→ **Task prompt**: Copy only this range: the line with "### LINKED ISSUE #518: Link header bug" through the final line of the material, inclusive at both ends.

(Data Opens)

PR #519, opened 2018-04-19
Fix #518

### LINKED ISSUE #518: Link header bug
Take [these Android docs](http://docs.parseplatform.org/android/guide/#parcelable) for example, when you click on the `Parcelable` subsection of `Files` it goes all the way up to the `Parcelable` subsection of `Objects` because they have the same name and `Objects` is higher up on the page. Either the pages formatting the docs should be changed or the name of the subsections if they clash.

(Data Closes)

→ **The completed task**:
### LINKED ISSUE #518: Link header bug
Take [these Android docs](http://docs.parseplatform.org/android/guide/#parcelable) for example, when you click on the `Parcelable` subsection of `Files` it goes all the way up to the `Parcelable` subsection of `Objects` because they have the same name and `Objects` is higher up on the page. Either the pages formatting the docs should be changed or the name of the subsections if they clash.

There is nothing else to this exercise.